PR #3637, opened 2026-06-16
add AI MCP server for common build/check commands

johnduffell:
todo


johnduffell:
close in favour of https://github.com/guardian/support-service-lambdas/pull/3639 as our org doesn't support alternative/custom MCP servers, and a script should be as good.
--
» **Directions for this task**: A verbatim copy of the listing above, starting from the line with "add AI MCP server" and running to its last line, is the only output needed.

» **Exercise output**:
add AI MCP server for common build/check commands

johnduffell:
todo


johnduffell:
close in favour of https://github.com/guardian/support-service-lambdas/pull/3639 as our org doesn't support alternative/custom MCP servers, and a script should be as good.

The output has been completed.